Wittke credits his Marine Corps experience with helping him get those under his command to work as a cohesive group He says it also helped him instill a sense of duty into his reports. “These traits have helped shape the police leader that I am today,” he says.

After earning his FDU degrees, he was promoted to deputy chief in 2016 and attended the FBI National Academy, a selective 10-week course for law-enforcement executives.
His degrees, he says, “have helped me tremendously. Being able to learn from professors who are experts in their fields, as well as networking with other professionals who shared their successes and failures, was invaluable.”

He particularly praises Ernest “Bub” Kovacs, associate professor of administrative science, and calls him one of the smartest people in his life, and someone he strives to emulate. “No matter the topic, Bub would get you to think, and he would find ways to draw the answers out of you.”

The year after he completed his MAS, Wittke was selected as sergeant-at-arms on the executive board of the FBI National Academy Associates, New Jersey Chapter. He is now third vice president there.

Wittke has seen many changes during his 24 years on the force, many of which are due to outside influences, including social factors such as the public demand to be transparent and accountable.

One struggle he deals with as chief is the loss of many experienced officers due to attrition over the past 10 years. “We have smart, competent officers training newer officers, but the lack of experience is hard to make up for,” he says.

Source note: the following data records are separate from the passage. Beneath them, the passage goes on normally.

PR #127, opened 2023-04-19
chore: merge tagKeyBatch and tagBatch writer funcs

makeavish:


exporter/clickhousetracesexporter/writer.go
```diff
@@ -163,17 +163,10 @@ func (w *SpanWriter) writeBatch(batch []*Span) error {
...
 			logBatch := batch[:int(math.Min(10, float64(len(batch))))]
-			w.logger.Error("Could not write a batch of spans to tag table: ", zap.Any("batch", logBatch), zap.Error(err))
-			return err
-		}
-	}
-	if w.attributeKeyTable != "" {
-		if err := w.writeTagKeyBatch(batch); err != nil {
-			logBatch := batch[:int(math.Min(10, float64(len(batch))))]
-			w.logger.Error("Could not write a batch of spans to tag key table: ", zap.Any("batch", logBatch), zap.Error(err))
+			w.logger.Error("Could not write a batch of spans to tag/tagKey tables: ", zap.Any("batch", logBatch), zap.Error(err))
```
srikanthccv, line 169: Put `zap.Error(err)` first so the user can see the error first before they have to scroll past the batch dump. How does logging a batch of spans help with the error here?

exporter/clickhousetracesexporter/writer.go
```diff
@@ -251,17 +244,34 @@ func (w *SpanWriter) writeIndexBatch(batchSpans []*Span) error {
...
 		logBatch := batchSpans[:int(math.Min(10, float64(len(batchSpans))))]
 		w.logger.Error("Could not prepare batch for span attributes table: ", zap.Any("batch", logBatch), zap.Error(err))
 		return err
 	}
-
+	tagKeyStatement, err := w.db.PrepareBatch(ctx, fmt.Sprintf("INSERT INTO %s.%s", w.traceDatabase, w.attributeKeyTable))
+	if err != nil {
+		logBatch := batchSpans[:int(math.Min(10, float64(len(batchSpans))))]
+		w.logger.Error("Could not prepare batch for span attributes key table: ", zap.Any("batch", logBatch), zap.Error(err))
+		return err
```
srikanthccv, line 257: You are already logging in the caller - avoid logging again and just return the err up in the call chain.

exporter/clickhousetracesexporter/writer.go
```diff
@@ -251,17 +244,34 @@ func (w *SpanWriter) writeIndexBatch(batchSpans []*Span) error {
...
 		for _, spanAttribute := range span.SpanAttributes {
+
+			err = tagKeyStatement.Append(
+				spanAttribute.Key,
+				spanAttribute.TagType,
+				spanAttribute.DataType,
+				spanAttribute.IsColumn,
+			)
+			if err != nil {
+				w.logger.Error("Could not append span to tagKey Statement to batch: ", zap.Object("span", span), zap.Error(err))
```
srikanthccv, line 269: Same here

srikanthccv (commented):
LGTM. Some question about the usefulness of logging big objects in the key/values context and duplicate logging.

exporter/clickhousetracesexporter/writer.go
makeavish: > Put zap.Error(err) first so the user can see the error first before they have to scroll past the batch dump.

Done.

> How does logging a batch of spans help with the error here?

Debugging is easier if we know the spans. 
As we write to CH in batch and can't identify individual spans which caused error, so we need to log the whole batch if there's an error.

exporter/clickhousetracesexporter/writer.go
makeavish: Yes

srikanthccv (commented):
Can you move the error `zap.Error ` first so that error can be seen immediately before gaint marshalled spans data?

It is still not clear as how logging the batch of 10 marshalled spans helps with `PrepareBatch` error. It doesn't even include the column names which could potentially cause the issue. If we could dig deep into the error which caused the issue earlier and get the root cause of it that would be great. That could be addressed separately.

srikanthccv (approved):
I still believe this unnecessarily logs for `.PrepareBatch()` and for `.send()`, where the reason is still speculated. If it were to be serialisation, when the error occurs, it continuously occurs unless the serialisation issue is fixed. The marshalling and heavy logging deteriorates the collector over the process lifetime.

Wittke encourages young people interested in a career in law enforcement to first become a special police officer, a part-timer hired to help full-time officers. “You will get a first-hand look at whether or not the profession is for you. I have seen too many people come and go because the job wasn’t what they thought it would be,” he says.

“And keep plugging away. It took me five years to become a police officer, and I’m glad I was persistent.”